Supplied material START

Issue #216, opened 2016-06-22
Option to disable AV


Crafter6432:
It would be really nice to have an option to disable spamassassin, amavis and clamav as these services are very resource hungry(especially memory). In my case for instance these 3 services consume 23%(~450mb) which in my opinion isn't worth it as I'm the only user and know how to deal with viruses and spam if there's any.

tomav:
Good idea @Crafter6432!
If you want to PR this enhancement, I'll be happy to merge it into master.
Be sure to read [this page](https://github.com/tomav/docker-mailserver/wiki/How-to-contribute) before.

ep0ch2:
Don't suppose there's an image with this feature that i could test?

Supplied material END

Report only how many lines in the listing contain the string "disable".

2